START Extracted data

PR #179, opened 2019-11-24
Google Tag Manager support

MrOrz:
This PR adds Google Tag Manager support.

- Google Tag Manager embedding snippet
- utility function to push to dataLayer: `lib/gtm.js`
- emits custom events like `routeChangeStart`, `routeChangeComplete`, and `dataLoaded` so that developers can build triggers on that

### DIFF
--- a/lib/gtm.js
+++ b/lib/gtm.js
@@ -1,0 +1,13 @@
+/**
+ * Google tag manager related utility functions
+ */
+
+/**
+ * @param  {...any} args - data to feed to dataLayer.push
+ */
+export function pushToDataLayer(...args) {
+  if (typeof window === 'undefined') return; // Skip in SSR
+
+  if (!window.dataLayer) window.dataLayer = [];
+  window.dataLayer.push(...args);
+}
--- a/lib/gtm.js
+++ b/lib/gtm.js
@@ -15,15 +15,12 @@ export function pushToDataLayer(...args) {
 }
 
 /**
- * @param {object} props - data to send to pushDataLayer on component mount
+ * @param {*} trigger - trigger useEffect() after trigger turns truthy
+ * @param {object} args - data to send to pushDataLayer on trigger change
  */
-export function PushToDataLayer({ ...props }) {
+export function usePushToDataLayer(trigger, args) {
   useEffect(() => {
-    // Make sure all rendered elements has been flushed to DOM
-    setTimeout(() => {
-      pushToDataLayer(props);
-    }, 0);
-  }, []);
-
-  return null;
+    if (!trigger) return;
+    pushToDataLayer(args);
+  }, [!trigger]);
 }
--- a/lib/gtm.js
+++ b/lib/gtm.js
@@ -1,3 +1,5 @@
+import { useEffect } from 'react';
+
 /**
  * Google tag manager related utility functions
  */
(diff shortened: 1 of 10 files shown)


lib/gtm.js
```diff
@@ -0,0 +1,29 @@
...
+  if (typeof window === 'undefined') return; // Skip in SSR
+
+  if (!window.dataLayer) window.dataLayer = [];
+  window.dataLayer.push(...args);
+}
+
+/**
+ * @param {object} props - data to send to pushDataLayer on component mount
+ */
+export function PushToDataLayer({ ...props }) {
```
LucienLee: Is it a good way to declare react effect function with the same name in capitalization?

lib/gtm.js
```diff
@@ -0,0 +1,29 @@
...
+  useEffect(() => {
+    // Make sure all rendered elements has been flushed to DOM
+    setTimeout(() => {
+      pushToDataLayer(props);
```
LucienLee: hmm...do we really need to wait for a macro task?
That means when component did mount, it doesn't mean that dom updated.

lib/gtm.js
MrOrz: Hmm I invented this, not seeing this pattern somewhere else.

I wrap the function as a functional component because I feel that it blends well with apollo-client's hooks. It will look more complicated if we implement this logic in useEffect hooks because we will need to duplicate the if-else logic regarding data loading flag inside the hook.

lib/gtm.js
MrOrz: Good point. I added this because by the time this is invoked, the title is not flushed to DOM yet (probably because <Head> also works asynchronously). But I agree it does not make sense here.

Maybe the developer should handle timeout in Google Tag Manager instead?

MrOrz:
Forgot to mention that this PR also disables static-page optimization for landing page (`pages/index.js`), as discussed with @LucienLee  in 11/20 meeting.

lib/gtm.js
LucienLee: Yeah, this fp will be helpful, but I'm not sure the naming is good.
how about name it as `usePushToDataLayer`?

lib/gtm.js
LucienLee: For example, `ReactGA` pass all parameter by manually passing props rather than part from page. That's might be a more react way. 

I'm okay with both ways but noted that what we waited is head meta elements

MrOrz: Yeah I agree. But the point of using Google Tag Manager instead of triggering `ga()` in source code is to enable designers and developers to add whatever tracking and track whatever event they want without deploying new versions of source code. That's why I would like to focus on the timing of 'trigger' (which can be integrated to any 'tag') rather than how to get Google analytics event done.

lib/gtm.js
MrOrz: But this is a component, not a hook.

MrOrz: When a React component integrated with apollo-client, it looks like this:

```javascript
function Component() {
  const {data, loading, error} = useQuery(...) ;
  if(loading) {
    return <>...</>
  }
  if(error) {
    return <>...</>
  }

  return <>...</>
}
```

When `PushToDataLayer` is implemented as a component, we can just put it in the last return statement:
```javascript
function Component() {
  const {data, loading, error} = useQuery(...) ;
  if(loading) {
    return <>...</>
  }
  if(error) {
    return <>...</>
  }

  return <>...<PushToDataLayer ...></>
}
```

But if we implement it as hooks, we will need to duplicate the if statement:

```javascript
function Component() {
  const {data, loading, error} = useQuery(...) ;
  usePushToDataLayer(loading, error);

  if(loading) {
    return <>...</>
  }
  if(error) {
    return <>...</>
  }

  return <>...</>
}

function usePushToDataLayer(loading, error) {
  if(loading || error) return;
  useEffect(() => {
    pushToDataLayer(...);
  }, [])
}
```

LucienLee: Both ways are okay for me. 
if using functional component -> I think that naming might be need to changed. 
if using custom effect -> I think that duplicated if-else is not a problem. Because of that if-else give this function more cohesion which is like the concept __AOP__

```js
function usePushToDataLayer(enable) {
  if(!enable) return;
  useEffect(() => {
    pushToDataLayer(...);
  }, [])
}
```

MrOrz: Updated.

END Extracted data

> **Task goal**: The answer must consist of every line from the records above that holds "enable".

> **Task response**:
MrOrz: Yeah I agree. But the point of using Google Tag Manager instead of triggering `ga()` in source code is to enable designers and developers to add whatever tracking and track whatever event they want without deploying new versions of source code. That's why I would like to focus on the timing of 'trigger' (which can be integrated to any 'tag') rather than how to get Google analytics event done.
function usePushToDataLayer(enable) {
  if(!enable) return;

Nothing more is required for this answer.